*ACTION ITEM*:
The entries shown next need to be written again word for word.

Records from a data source
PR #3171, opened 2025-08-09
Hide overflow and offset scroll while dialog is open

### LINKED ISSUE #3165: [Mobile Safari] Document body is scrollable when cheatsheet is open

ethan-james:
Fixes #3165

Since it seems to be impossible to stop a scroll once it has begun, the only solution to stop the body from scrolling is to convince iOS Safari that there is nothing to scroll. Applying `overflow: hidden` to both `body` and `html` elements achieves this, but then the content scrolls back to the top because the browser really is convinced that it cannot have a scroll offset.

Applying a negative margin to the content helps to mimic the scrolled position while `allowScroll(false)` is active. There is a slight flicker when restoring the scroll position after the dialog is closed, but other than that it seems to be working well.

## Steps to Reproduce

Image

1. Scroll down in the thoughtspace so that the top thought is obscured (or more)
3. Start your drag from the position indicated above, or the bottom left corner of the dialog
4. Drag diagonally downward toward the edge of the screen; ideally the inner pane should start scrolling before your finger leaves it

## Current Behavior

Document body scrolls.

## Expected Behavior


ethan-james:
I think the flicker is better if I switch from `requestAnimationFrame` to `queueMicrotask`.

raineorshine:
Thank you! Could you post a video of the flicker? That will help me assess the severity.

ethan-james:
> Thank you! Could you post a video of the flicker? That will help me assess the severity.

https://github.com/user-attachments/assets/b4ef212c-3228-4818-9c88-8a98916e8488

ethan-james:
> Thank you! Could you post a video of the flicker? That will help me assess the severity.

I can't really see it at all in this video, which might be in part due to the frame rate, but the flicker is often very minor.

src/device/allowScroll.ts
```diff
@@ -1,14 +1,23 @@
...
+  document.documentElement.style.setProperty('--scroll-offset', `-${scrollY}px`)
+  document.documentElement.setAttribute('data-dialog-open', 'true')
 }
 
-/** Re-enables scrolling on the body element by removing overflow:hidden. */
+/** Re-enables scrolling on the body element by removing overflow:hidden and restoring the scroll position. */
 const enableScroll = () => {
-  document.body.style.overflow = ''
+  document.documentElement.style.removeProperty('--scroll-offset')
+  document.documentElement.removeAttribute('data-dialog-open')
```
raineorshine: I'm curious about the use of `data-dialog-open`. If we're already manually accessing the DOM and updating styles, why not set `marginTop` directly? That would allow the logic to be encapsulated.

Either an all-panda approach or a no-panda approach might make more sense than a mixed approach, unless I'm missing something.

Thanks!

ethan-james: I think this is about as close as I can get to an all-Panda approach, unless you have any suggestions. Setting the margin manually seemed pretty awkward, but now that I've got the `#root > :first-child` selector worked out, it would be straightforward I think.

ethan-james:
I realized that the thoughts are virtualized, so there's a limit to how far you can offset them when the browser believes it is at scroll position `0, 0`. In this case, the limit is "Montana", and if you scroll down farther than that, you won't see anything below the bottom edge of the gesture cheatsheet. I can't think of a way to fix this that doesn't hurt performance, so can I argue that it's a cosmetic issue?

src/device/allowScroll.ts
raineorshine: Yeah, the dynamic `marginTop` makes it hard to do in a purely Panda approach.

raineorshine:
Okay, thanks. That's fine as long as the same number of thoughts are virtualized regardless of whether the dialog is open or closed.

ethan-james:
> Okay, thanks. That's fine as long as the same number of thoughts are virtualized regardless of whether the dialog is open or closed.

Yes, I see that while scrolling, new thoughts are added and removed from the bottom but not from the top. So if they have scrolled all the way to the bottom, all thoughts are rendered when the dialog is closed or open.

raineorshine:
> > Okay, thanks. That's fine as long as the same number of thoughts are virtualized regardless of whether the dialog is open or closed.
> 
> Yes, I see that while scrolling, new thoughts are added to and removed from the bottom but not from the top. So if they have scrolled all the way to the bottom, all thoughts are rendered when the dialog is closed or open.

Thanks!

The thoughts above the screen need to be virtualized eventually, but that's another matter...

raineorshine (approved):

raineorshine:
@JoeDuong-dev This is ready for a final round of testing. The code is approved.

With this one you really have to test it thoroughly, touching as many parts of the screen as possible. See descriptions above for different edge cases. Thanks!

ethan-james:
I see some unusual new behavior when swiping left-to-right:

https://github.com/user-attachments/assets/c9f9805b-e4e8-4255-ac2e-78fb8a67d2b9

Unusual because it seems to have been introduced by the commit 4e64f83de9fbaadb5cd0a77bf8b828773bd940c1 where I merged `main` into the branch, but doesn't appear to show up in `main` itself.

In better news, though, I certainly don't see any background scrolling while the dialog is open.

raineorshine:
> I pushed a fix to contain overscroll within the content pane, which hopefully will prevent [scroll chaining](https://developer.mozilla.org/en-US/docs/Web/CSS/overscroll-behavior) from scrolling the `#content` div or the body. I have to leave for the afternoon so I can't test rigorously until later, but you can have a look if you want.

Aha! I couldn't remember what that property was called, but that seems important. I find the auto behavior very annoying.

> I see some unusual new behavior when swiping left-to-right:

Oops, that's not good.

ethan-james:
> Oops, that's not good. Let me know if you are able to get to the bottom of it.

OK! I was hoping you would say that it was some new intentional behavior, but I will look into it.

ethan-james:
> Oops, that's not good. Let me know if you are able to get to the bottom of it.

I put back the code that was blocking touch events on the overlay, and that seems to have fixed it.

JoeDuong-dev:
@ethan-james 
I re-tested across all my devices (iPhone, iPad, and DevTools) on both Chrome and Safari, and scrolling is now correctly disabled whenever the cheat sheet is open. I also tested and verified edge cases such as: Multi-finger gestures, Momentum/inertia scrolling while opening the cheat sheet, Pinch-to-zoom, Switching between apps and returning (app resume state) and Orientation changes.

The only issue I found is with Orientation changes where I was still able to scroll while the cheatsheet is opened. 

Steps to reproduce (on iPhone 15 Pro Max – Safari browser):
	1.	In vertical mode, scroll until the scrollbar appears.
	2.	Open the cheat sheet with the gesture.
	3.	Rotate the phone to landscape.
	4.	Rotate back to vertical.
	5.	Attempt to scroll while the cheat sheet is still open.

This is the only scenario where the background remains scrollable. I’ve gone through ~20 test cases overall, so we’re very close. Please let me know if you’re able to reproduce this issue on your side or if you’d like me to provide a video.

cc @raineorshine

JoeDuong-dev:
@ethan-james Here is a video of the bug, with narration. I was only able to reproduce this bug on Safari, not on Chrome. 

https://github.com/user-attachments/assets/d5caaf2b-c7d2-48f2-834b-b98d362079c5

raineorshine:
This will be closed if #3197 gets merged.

*ANSWER TO THE PROBLEM*:
PR #3171, opened 2025-08-09
Hide overflow and offset scroll while dialog is open

### LINKED ISSUE #3165: [Mobile Safari] Document body is scrollable when cheatsheet is open

ethan-james:
Fixes #3165

Since it seems to be impossible to stop a scroll once it has begun, the only solution to stop the body from scrolling is to convince iOS Safari that there is nothing to scroll. Applying `overflow: hidden` to both `body` and `html` elements achieves this, but then the content scrolls back to the top because the browser really is convinced that it cannot have a scroll offset.

Applying a negative margin to the content helps to mimic the scrolled position while `allowScroll(false)` is active. There is a slight flicker when restoring the scroll position after the dialog is closed, but other than that it seems to be working well.

## Steps to Reproduce

Image

1. Scroll down in the thoughtspace so that the top thought is obscured (or more)
3. Start your drag from the position indicated above, or the bottom left corner of the dialog
4. Drag diagonally downward toward the edge of the screen; ideally the inner pane should start scrolling before your finger leaves it

## Current Behavior

Document body scrolls.

## Expected Behavior


ethan-james:
I think the flicker is better if I switch from `requestAnimationFrame` to `queueMicrotask`.

raineorshine:
Thank you! Could you post a video of the flicker? That will help me assess the severity.

ethan-james:
> Thank you! Could you post a video of the flicker? That will help me assess the severity.

https://github.com/user-attachments/assets/b4ef212c-3228-4818-9c88-8a98916e8488

ethan-james:
> Thank you! Could you post a video of the flicker? That will help me assess the severity.

I can't really see it at all in this video, which might be in part due to the frame rate, but the flicker is often very minor.

src/device/allowScroll.ts
```diff
@@ -1,14 +1,23 @@
...
+  document.documentElement.style.setProperty('--scroll-offset', `-${scrollY}px`)
+  document.documentElement.setAttribute('data-dialog-open', 'true')
 }
 
-/** Re-enables scrolling on the body element by removing overflow:hidden. */
+/** Re-enables scrolling on the body element by removing overflow:hidden and restoring the scroll position. */
 const enableScroll = () => {
-  document.body.style.overflow = ''
+  document.documentElement.style.removeProperty('--scroll-offset')
+  document.documentElement.removeAttribute('data-dialog-open')
```
raineorshine: I'm curious about the use of `data-dialog-open`. If we're already manually accessing the DOM and updating styles, why not set `marginTop` directly? That would allow the logic to be encapsulated.

Either an all-panda approach or a no-panda approach might make more sense than a mixed approach, unless I'm missing something.

Thanks!

ethan-james: I think this is about as close as I can get to an all-Panda approach, unless you have any suggestions. Setting the margin manually seemed pretty awkward, but now that I've got the `#root > :first-child` selector worked out, it would be straightforward I think.

ethan-james:
I realized that the thoughts are virtualized, so there's a limit to how far you can offset them when the browser believes it is at scroll position `0, 0`. In this case, the limit is "Montana", and if you scroll down farther than that, you won't see anything below the bottom edge of the gesture cheatsheet. I can't think of a way to fix this that doesn't hurt performance, so can I argue that it's a cosmetic issue?

src/device/allowScroll.ts
raineorshine: Yeah, the dynamic `marginTop` makes it hard to do in a purely Panda approach.

raineorshine:
Okay, thanks. That's fine as long as the same number of thoughts are virtualized regardless of whether the dialog is open or closed.

ethan-james:
> Okay, thanks. That's fine as long as the same number of thoughts are virtualized regardless of whether the dialog is open or closed.

Yes, I see that while scrolling, new thoughts are added and removed from the bottom but not from the top. So if they have scrolled all the way to the bottom, all thoughts are rendered when the dialog is closed or open.

raineorshine:
> > Okay, thanks. That's fine as long as the same number of thoughts are virtualized regardless of whether the dialog is open or closed.
> 
> Yes, I see that while scrolling, new thoughts are added to and removed from the bottom but not from the top. So if they have scrolled all the way to the bottom, all thoughts are rendered when the dialog is closed or open.

Thanks!

The thoughts above the screen need to be virtualized eventually, but that's another matter...

raineorshine (approved):

raineorshine:
@JoeDuong-dev This is ready for a final round of testing. The code is approved.

With this one you really have to test it thoroughly, touching as many parts of the screen as possible. See descriptions above for different edge cases. Thanks!

ethan-james:
I see some unusual new behavior when swiping left-to-right:

https://github.com/user-attachments/assets/c9f9805b-e4e8-4255-ac2e-78fb8a67d2b9

Unusual because it seems to have been introduced by the commit 4e64f83de9fbaadb5cd0a77bf8b828773bd940c1 where I merged `main` into the branch, but doesn't appear to show up in `main` itself.

In better news, though, I certainly don't see any background scrolling while the dialog is open.

raineorshine:
> I pushed a fix to contain overscroll within the content pane, which hopefully will prevent [scroll chaining](https://developer.mozilla.org/en-US/docs/Web/CSS/overscroll-behavior) from scrolling the `#content` div or the body. I have to leave for the afternoon so I can't test rigorously until later, but you can have a look if you want.

Aha! I couldn't remember what that property was called, but that seems important. I find the auto behavior very annoying.

> I see some unusual new behavior when swiping left-to-right:

Oops, that's not good.

ethan-james:
> Oops, that's not good. Let me know if you are able to get to the bottom of it.

OK! I was hoping you would say that it was some new intentional behavior, but I will look into it.

ethan-james:
> Oops, that's not good. Let me know if you are able to get to the bottom of it.

I put back the code that was blocking touch events on the overlay, and that seems to have fixed it.

JoeDuong-dev:
@ethan-james 
I re-tested across all my devices (iPhone, iPad, and DevTools) on both Chrome and Safari, and scrolling is now correctly disabled whenever the cheat sheet is open. I also tested and verified edge cases such as: Multi-finger gestures, Momentum/inertia scrolling while opening the cheat sheet, Pinch-to-zoom, Switching between apps and returning (app resume state) and Orientation changes.

The only issue I found is with Orientation changes where I was still able to scroll while the cheatsheet is opened. 

Steps to reproduce (on iPhone 15 Pro Max – Safari browser):
	1.	In vertical mode, scroll until the scrollbar appears.
	2.	Open the cheat sheet with the gesture.
	3.	Rotate the phone to landscape.
	4.	Rotate back to vertical.
	5.	Attempt to scroll while the cheat sheet is still open.

This is the only scenario where the background remains scrollable. I’ve gone through ~20 test cases overall, so we’re very close. Please let me know if you’re able to reproduce this issue on your side or if you’d like me to provide a video.

cc @raineorshine

JoeDuong-dev:
@ethan-james Here is a video of the bug, with narration. I was only able to reproduce this bug on Safari, not on Chrome. 

https://github.com/user-attachments/assets/d5caaf2b-c7d2-48f2-834b-b98d362079c5

raineorshine:
This will be closed if #3197 gets merged.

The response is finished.